New lines of research for therapies for damage to the brain are greatly needed and some could arise from this work.

Michael Smith Foundation for Health Research/The Pacific Alzheimer Research Foundation Post-Doctoral Fellowship Award

Amyloid Precursor Protein (APP) is a cell surface protein that has been mostly studied in the context of Alzheimer’s disease. Much about its normal function remains unknown. APP can cause connections to form between brain cells by an unknown mechanism. We believe this happens through an interaction with synaptic organizing proteins (organizers).

This project will investigate the possibility that APP forms synapses by interacting with major organizers in the brain, namely neurexins and receptor protein tyrosine phosphatases (RPTPs).

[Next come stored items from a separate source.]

PR #1773, opened 2015-07-15
Wampmq

tardyp:
This is a MQ implementation using [wamp](http://wamp.ws/)  protocol.
This implementation uses [Python Autobahn](http://autobahn.ws) wamp client library, and is fully asynchronous (no use of threads)
To use this implementation, you need a wamp router like [Crossbar](http://crossbar.io).
The implementation does not yet support wamp authentication yet.
This MQ allows buildbot to run in multi-master mode.

Note that this implementation also does not support message persistence across a restart of the master.
For example, if a change is received, but the master shuts down before the schedulers can create build requests for it, then those schedulers will not be notified of the change when the master starts again.

### DIFF
--- a/master/buildbot/mq/wamp.py
+++ b/master/buildbot/mq/wamp.py
@@ -22,6 +22,7 @@ from twisted.internet import defer
 from buildbot.mq import base
 from buildbot.util import service
 from buildbot.util import toJson
+from twisted.python import log
 
 import json
 
@@ -33,7 +34,8 @@ class WampMQ(service.ReconfigurableServiceMixin, base.MQBase):
         base.MQBase.__init__(self, master)
 
     def produce(self, routingKey, data):
-        self._produce(routingKey, data)
+        d = self._produce(routingKey, data)
+        d.addErrback(log.err, "Problem while producing message on topic " + repr(routingKey))
 
     @classmethod
     def messageTopic(cls, routingKey):
@@ -43,7 +45,8 @@ class WampMQ(service.ReconfigurableServiceMixin, base.MQBase):
     def _produce(self, routingKey, data):
         _data = json.loads(json.dumps(data, default=toJson))
         options = PublishOptions(exclude_me=False)
-        return self.master.wamp.publish(self.messageTopic(routingKey), dict(topic=routingKey, data=_data), options=options)
+        return self.master.wamp.publish(self.messageTopic(routingKey),
+                                        dict(topic=routingKey, data=_data), options=options)
 
     def startConsuming(self, callback, _filter, persistent_name=None):
         if persistent_name is not None:
@@ -78,7 +81,8 @@ class QueueRef(base.QueueRef):
             yield self.stopConsuming()
 
     def invoke(self, msg):
-        return base.QueueRef.invoke(self, msg[u'topic'], msg[u'data'])
+        # json will transform tuple into list, so we must convert it back to tuple
+        return base.QueueRef.invoke(self, tuple(msg[u'topic']), msg[u'data'])
 
     @defer.inlineCallbacks
     def stopConsuming(self):
--- a/master/buildbot/mq/wamp.py
+++ b/master/buildbot/mq/wamp.py
@@ -37,12 +37,12 @@ class WampMQ(service.ReconfigurableServiceMixin, base.MQBase):
 
     @classmethod
     def messageTopic(cls, routingKey):
-        routingKey = [key if key is not None else u"1" for key in routingKey]
-        return cls.NAMESPACE + u"." + u".".join(routingKey)
+        ifNone = lambda v, default: default if v is None else v
+        return cls.NAMESPACE + u"." + u".".join([ifNone(key, "") for key in routingKey])
 
     def _produce(self, routingKey, data):
         _data = json.loads(json.dumps(data, default=toJson))
-        options = PublishOptions(excludeMe=False)
+        options = PublishOptions(exclude_me=False)
         return self.master.wamp.publish(self.messageTopic(routingKey), dict(topic=routingKey, data=_data), options=options)
 
     def startConsuming(self, callback, _filter, persistent_name=None):
--- a/master/buildbot/mq/wamp.py
+++ b/master/buildbot/mq/wamp.py
@@ -12,7 +12,7 @@
 # Franklin Street, Fifth Floor, Boston, MA 02110-1301 USA.
 #
 # Copyright Buildbot Team Members
-
+from __future__ import unicode_literals
 from autobahn.wamp.exception import TransportLost
 from autobahn.wamp.types import PublishOptions
 from autobahn.wamp.types import SubscribeOptions
@@ -28,7 +28,7 @@ import json
 
 
 class WampMQ(service.ReconfigurableServiceMixin, base.MQBase):
-    NAMESPACE = u"org.buildbot.mq"
+    NAMESPACE = "org.buildbot.mq"
 
     def __init__(self):
         base.MQBase.__init__(self)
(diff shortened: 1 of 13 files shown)


sa2ajj:
This is interesting :smile:

master/buildbot/wamp/connector.py
```diff
@@ -0,0 +1,140 @@
...
+            url=self.router_url,
+            extra=dict(master=self.master, parent=self),
+            realm=wamp.get('realm', 'buildbot'),
+            make=make,
+            debug=wamp.get('debug_websockets', False),
+            debug_wamp=wamp.get('debug_lowlevel', False),
+            debug_app=wamp.get('debug', False)
+        )
+
+        self.app.setServiceParent(self)
```
yetanotherion: 1. this will not trigger a stopService/startService ?
2. shouldn't you yield it ? (I'm kind of lost with the overall API for
startService
stopService
setServiceParent
disownParent
as some service Class return deferreds, and others don't.

master/buildbot/wamp/connector.py
```diff
@@ -0,0 +1,140 @@
...
+def make(config):
+    if config:
+        return MasterService(config)
+    else:
+        # if no config given, return a description of this WAMPlet ..
+        return {'label': 'Buildbot master wamplet',
+                'description': 'This contains all the wamp methods provided by a buildbot master'}
+
+
+class WampConnector(service.ReconfigurableServiceMixin, service.AsyncMultiService):
```
yetanotherion: Why not making it a BuildbotService ?

master/buildbot/wamp/connector.py
```diff
@@ -0,0 +1,140 @@
...
+from autobahn.wamp.exception import TransportLost
+
+from twisted.internet import defer
+from twisted.python import failure
+from twisted.python import log
+
+from buildbot.util import service
+
+
+class MasterService(ApplicationSession, service.AsyncMultiService):
```
yetanotherion: multiple inheritance ?

master/buildbot/mq/wamp.py
```diff
@@ -0,0 +1,96 @@
...
+
+from buildbot.mq import base
+from buildbot.util import service
+from buildbot.util import toJson
+from twisted.python import log
+
+import json
+
+
+class WampMQ(service.ReconfigurableServiceMixin, base.MQBase):
```
yetanotherion: why not a BuildbotService ?

yetanotherion:
Most of my concern comes from seeing 3 new services
created in 3 different ways.
It is quite painful to fix after (https://github.com/buildbot/buildbot/pull/1707)
Besides that it is fine for me :)

master/buildbot/wamp/connector.py
tardyp: good catch. It will trigger a startService

master/buildbot/wamp/connector.py
tardyp: Because it does not take its config from a peer object

It takes it from c['mq'], which is originaly designed to be a simple dictionary.

master/buildbot/wamp/connector.py
tardyp: BuildbotService is really for Services configured in the master.cfg. Here this is a internal service.

AsyncMultiService allows to manage the list of childrens, and lifecycle capability to the ApplicationSession.

We could separate it in attributes, but I think this would just make the thing more complicated.

master/buildbot/mq/wamp.py
tardyp: Same, this is the original design of the mq configuration. I think this is indeed not a bad idea to change it to BuildbotService eventually, but this will break a number of unit tests, so this should be seperated.

tardyp:
> It is quite painful to fix after (#1707)
I dont understand exactly what you mean.

sa2ajj:
(this needs to be rebase!)

master/docs/developer/mq.rst
```diff
@@ -105,11 +105,50 @@ Simple
...
+....
+
+.. py:module:: buildbot.mq.wamp
+
+.. py:class:: WampMQ
+
+    The :py:class:`WampMQ` class implements message-queueing using a wamp router.
+    This class translates the semantics of the buildbot mq api to the semantics of the wamp messaging system.
+    A notable difference is that autobahn API does not send the original topic to the callback, so we need to include it inside the data part, for the case of the wildcard subscriber.
+    Example message that is sent via wamp is:
```
meejah: You can get the topic passed to your callback via an optional kwarg.

You can get this kwarg passed to your callback by specifiying ``details_arg='details'`` in a SubscribeOptions -- this would cause a "details=" kwarg to be passed to your callback (which will be an ``EventDetails`` instance, which has a ``.topic`` member)

master/buildbot/wamp/connector.py
```diff
@@ -0,0 +1,140 @@
...
+        self.parent.service = self
+        self.parent.serviceDeferred.callback(self)
+
+    @defer.inlineCallbacks
+    def onLeave(self, details):
+        # XXX We don't handle crossbar reboot, or any other disconnection well.
+        # this is a tricky problem, as we would have to reconnect with expononential backoff
+        # re-subscribe to subscriptions, queue messages until reconnection.
+        # This is quite complicated, and I believe much better handled in autobahn
+        # It is possible that such failure is practically non-existant
```
meejah: FWIW, re-connection logic *is* coming in Autobahn, after an API for arbitrary transports for ApplicationRunner is figured out. If you're interested in this, see https://github.com/tavendo/AutobahnPython/issues/409 and also issue 295.

master/buildbot/wamp/connector.py
yetanotherion: the SchedulerManager takes the config from c['schedulers'], and we made it a BuildbotServiceManager which permitted to find/fix bugs.
I think uniformizing the way we handle services (all are either BuildbotService or BuildbotServiceManager's) has a non negligible ROI

master/buildbot/mq/wamp.py
yetanotherion: Ok, trac ?

tardyp: http://trac.buildbot.net/ticket/3316

master/buildbot/wamp/connector.py
tardyp: agreed. Should be done also for Pb configuration, and also probably other dict based config.

master/buildbot/mq/wamp.py
yetanotherion: great, thx

tardyp:
Thanks @meejah for review. I managed to make it work with details_arg.

I can't wait for reconnecting stuff. I've looked at the dev-branch, but I was a little bit too afraid by the lots of XXX in the code, to try it.

I think we can merge this version anyway.

master/buildbot/mq/wamp.py
```diff
@@ -0,0 +1,104 @@
...
+        base.MQBase.__init__(self)
+
+    def produce(self, routingKey, data):
+        d = self._produce(routingKey, data)
+        d.addErrback(log.err, "Problem while producing message on topic " + repr(routingKey))
+
+    @classmethod
+    def messageTopic(cls, routingKey):
+        ifNone = lambda v, default: default if v is None else v
+        return cls.NAMESPACE + u"." + u".".join([ifNone(key, "") for key in routingKey])
```
sa2ajj: [nit] this is not really readable :/

master/buildbot/mq/wamp.py
```diff
@@ -0,0 +1,104 @@
...
+        base.QueueRef.__init__(self, callback)
+        self.unreg = None
+
+    @defer.inlineCallbacks
+    def subscribe(self, service, _filter):
+        self.filter = _filter
+        self.emulated = False
+        options = dict(details_arg='details')
+        if None in _filter:
+            options["match"] = u"wildcard"
```
sa2ajj: [nit] Can we enable unicode literals and forget these `u'...'`?

sa2ajj:
Let me know if you are not going to address those nits and I'll merge it.

tardyp:
@se2ajj I think I addressed your comments.

sa2ajj:
Yay! :)

PR #1775, opened 2015-07-17
simplify the travis.rc

tardyp:
several goals:

- accelerate the travis builds by doing more parallelization
  Currently everything is in latest, which makes it very slow
- use the container based system (so we remove all sudo)
   nodejs is actually installed in all travis VMs, so we dont need to install it
- removed the hack to fetch more history, there is already a git: depth option in travisrc.
- removed the test of sqlalchem-migrate versions.The setup.py has a fixed version so it will force the upgrade
- Have a simpler config that runs on buildbot_travis (which does not support exporting shell variable from travisrc)

- run py3 tests

### DIFF
--- a/.travis.yml
+++ b/.travis.yml
@@ -60,12 +60,19 @@ install:
   # Install python-future for py2/3 compatability
   # Install pyjade for custom templates tests
   - |
+      [ $TESTS = py3 ] || \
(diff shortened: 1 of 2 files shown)


sa2ajj:
I like it.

To test this, we will use a combination of cell cultures and mouse models. We will test whether APP binds to neurexins and RPTPs and whether binding to these organizers is required for the connection-forming activity of APP. We will also compare brain cell connections in normal mice to those in mice that express an altered form of APP that cannot bind to organizers.

This study may shed light on the function of APP through detailing how it can help form connections between brain cells. If defects in connections between brain cells contribute to neurodegeneration in Alzheimer’s disease, these results could shed light on the mechanisms behind that as well.